Activity
Using the records below, give again exactly the lines from the line that contains "PR #1086, opened 2026-04-30" through the line that contains "In this PR we", both ends included, and only those.

---- Recorded information

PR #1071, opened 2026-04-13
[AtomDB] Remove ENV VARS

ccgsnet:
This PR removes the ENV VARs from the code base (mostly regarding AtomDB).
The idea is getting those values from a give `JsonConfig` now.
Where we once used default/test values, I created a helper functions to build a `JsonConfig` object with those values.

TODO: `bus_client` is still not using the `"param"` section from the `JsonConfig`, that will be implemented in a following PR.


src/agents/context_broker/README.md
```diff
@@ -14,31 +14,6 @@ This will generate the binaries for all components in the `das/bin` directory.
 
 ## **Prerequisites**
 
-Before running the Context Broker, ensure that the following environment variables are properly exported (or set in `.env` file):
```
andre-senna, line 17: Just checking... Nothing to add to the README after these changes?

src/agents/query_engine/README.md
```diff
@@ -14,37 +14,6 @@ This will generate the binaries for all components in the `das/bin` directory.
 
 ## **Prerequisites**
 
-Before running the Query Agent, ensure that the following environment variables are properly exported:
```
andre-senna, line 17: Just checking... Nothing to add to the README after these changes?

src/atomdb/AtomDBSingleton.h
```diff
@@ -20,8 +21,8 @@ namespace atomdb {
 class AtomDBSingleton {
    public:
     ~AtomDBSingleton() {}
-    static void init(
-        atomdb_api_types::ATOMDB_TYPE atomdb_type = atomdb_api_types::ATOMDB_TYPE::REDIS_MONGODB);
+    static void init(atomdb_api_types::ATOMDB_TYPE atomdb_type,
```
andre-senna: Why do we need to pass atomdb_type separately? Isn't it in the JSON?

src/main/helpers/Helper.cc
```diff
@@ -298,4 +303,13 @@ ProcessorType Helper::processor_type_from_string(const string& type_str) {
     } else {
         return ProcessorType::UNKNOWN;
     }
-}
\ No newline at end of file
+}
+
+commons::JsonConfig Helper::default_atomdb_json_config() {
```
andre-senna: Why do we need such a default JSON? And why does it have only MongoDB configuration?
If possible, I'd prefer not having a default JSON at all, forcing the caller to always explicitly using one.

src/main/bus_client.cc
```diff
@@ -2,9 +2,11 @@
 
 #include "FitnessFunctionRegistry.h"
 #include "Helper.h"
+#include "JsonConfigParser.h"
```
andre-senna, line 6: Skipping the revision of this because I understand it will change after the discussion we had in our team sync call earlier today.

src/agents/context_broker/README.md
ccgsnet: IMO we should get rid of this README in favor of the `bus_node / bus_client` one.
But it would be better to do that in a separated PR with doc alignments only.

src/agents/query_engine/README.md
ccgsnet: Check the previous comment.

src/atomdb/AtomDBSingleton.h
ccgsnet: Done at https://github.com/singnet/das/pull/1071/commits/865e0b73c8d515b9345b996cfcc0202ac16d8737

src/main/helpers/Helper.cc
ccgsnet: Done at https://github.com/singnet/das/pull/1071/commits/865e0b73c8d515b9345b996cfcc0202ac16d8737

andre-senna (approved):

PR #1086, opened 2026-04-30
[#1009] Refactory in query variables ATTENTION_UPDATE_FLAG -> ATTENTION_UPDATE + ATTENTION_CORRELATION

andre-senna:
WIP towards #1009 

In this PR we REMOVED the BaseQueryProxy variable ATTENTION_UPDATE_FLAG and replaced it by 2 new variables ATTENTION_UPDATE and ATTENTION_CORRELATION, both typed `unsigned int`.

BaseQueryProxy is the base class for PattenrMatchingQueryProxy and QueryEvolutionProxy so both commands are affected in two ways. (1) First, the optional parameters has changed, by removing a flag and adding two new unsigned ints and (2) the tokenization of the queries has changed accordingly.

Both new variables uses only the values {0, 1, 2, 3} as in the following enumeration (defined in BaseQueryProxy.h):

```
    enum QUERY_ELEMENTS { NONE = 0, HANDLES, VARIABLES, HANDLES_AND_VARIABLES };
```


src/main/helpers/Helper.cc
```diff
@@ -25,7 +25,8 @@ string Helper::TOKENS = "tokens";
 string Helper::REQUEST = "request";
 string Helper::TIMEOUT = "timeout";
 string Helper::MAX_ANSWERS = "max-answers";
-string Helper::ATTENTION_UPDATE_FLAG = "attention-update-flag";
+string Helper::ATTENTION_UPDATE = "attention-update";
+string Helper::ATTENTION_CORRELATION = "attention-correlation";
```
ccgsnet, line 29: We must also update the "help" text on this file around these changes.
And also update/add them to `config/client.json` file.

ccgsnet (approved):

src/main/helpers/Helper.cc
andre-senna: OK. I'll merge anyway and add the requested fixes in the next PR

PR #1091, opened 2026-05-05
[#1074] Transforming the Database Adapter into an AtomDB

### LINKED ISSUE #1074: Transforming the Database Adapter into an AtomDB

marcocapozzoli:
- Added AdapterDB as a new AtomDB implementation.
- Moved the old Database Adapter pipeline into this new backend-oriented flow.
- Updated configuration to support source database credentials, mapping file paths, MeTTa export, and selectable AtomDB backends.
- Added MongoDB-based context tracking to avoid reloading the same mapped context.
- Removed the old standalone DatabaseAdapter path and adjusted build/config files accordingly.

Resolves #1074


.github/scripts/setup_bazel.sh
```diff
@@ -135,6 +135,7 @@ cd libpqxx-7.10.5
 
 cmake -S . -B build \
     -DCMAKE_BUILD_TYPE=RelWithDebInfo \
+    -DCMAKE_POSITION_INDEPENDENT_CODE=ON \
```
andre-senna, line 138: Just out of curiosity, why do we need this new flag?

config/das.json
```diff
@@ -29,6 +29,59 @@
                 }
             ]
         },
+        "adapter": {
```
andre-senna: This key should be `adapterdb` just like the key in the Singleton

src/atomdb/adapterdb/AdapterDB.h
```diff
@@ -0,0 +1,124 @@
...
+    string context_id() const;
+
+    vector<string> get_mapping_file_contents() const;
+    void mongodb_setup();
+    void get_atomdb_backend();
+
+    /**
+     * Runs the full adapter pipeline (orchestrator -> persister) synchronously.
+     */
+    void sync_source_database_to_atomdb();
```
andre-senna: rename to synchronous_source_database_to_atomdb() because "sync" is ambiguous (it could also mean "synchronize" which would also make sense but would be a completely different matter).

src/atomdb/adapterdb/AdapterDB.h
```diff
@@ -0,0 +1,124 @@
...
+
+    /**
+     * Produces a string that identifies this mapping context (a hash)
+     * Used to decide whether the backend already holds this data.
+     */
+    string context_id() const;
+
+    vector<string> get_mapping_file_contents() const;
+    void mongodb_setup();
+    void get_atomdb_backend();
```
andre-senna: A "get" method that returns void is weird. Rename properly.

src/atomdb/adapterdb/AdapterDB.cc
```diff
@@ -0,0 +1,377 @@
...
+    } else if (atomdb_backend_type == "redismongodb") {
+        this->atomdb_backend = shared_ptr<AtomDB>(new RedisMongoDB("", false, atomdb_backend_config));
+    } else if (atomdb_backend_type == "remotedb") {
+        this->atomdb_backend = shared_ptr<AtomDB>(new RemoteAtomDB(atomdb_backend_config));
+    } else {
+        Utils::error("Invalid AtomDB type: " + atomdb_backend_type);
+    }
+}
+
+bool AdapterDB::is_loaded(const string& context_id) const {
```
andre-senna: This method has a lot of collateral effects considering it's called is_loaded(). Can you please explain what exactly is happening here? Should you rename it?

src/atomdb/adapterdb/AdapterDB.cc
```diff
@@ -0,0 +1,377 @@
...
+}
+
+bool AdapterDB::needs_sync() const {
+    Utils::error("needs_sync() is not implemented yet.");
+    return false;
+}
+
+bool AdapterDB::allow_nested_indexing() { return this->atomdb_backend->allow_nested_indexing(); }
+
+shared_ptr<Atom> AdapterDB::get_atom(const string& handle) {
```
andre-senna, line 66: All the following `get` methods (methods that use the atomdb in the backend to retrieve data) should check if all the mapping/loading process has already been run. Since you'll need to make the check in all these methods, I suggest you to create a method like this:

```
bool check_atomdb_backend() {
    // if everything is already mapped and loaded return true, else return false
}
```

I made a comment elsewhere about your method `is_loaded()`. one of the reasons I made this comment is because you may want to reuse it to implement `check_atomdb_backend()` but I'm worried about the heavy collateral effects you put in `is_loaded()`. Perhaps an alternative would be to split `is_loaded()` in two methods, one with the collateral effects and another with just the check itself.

--------

Solution to the problem
PR #1086, opened 2026-04-30
[#1009] Refactory in query variables ATTENTION_UPDATE_FLAG -> ATTENTION_UPDATE + ATTENTION_CORRELATION

andre-senna:
WIP towards #1009 

In this PR we REMOVED the BaseQueryProxy variable ATTENTION_UPDATE_FLAG and replaced it by 2 new variables ATTENTION_UPDATE and ATTENTION_CORRELATION, both typed `unsigned int`.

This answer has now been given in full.